(Work item)
Whatever follows the line containing "PR #8064, opened 2026-05-22" in the listing below should be printed exactly, along with that line itself.
####################
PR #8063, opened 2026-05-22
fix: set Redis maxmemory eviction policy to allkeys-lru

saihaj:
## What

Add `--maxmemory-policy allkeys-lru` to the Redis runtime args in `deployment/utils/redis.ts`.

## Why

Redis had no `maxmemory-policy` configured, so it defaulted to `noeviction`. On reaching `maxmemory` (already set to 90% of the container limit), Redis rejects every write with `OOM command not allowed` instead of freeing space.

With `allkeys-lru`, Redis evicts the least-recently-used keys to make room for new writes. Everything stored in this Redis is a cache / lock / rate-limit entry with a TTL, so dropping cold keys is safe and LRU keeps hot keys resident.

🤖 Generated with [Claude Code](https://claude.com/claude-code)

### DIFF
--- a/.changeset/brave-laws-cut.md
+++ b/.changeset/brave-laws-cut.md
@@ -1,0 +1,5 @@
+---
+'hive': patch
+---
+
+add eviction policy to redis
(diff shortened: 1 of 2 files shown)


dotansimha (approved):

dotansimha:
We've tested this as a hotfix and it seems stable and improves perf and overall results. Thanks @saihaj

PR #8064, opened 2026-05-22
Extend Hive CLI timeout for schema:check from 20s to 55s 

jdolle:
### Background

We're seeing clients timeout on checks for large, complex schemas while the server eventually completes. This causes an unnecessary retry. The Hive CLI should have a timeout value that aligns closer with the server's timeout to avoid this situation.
####################
(Response)
PR #8064, opened 2026-05-22
Extend Hive CLI timeout for schema:check from 20s to 55s 

jdolle:
### Background

We're seeing clients timeout on checks for large, complex schemas while the server eventually completes. This causes an unnecessary retry. The Hive CLI should have a timeout value that aligns closer with the server's timeout to avoid this situation.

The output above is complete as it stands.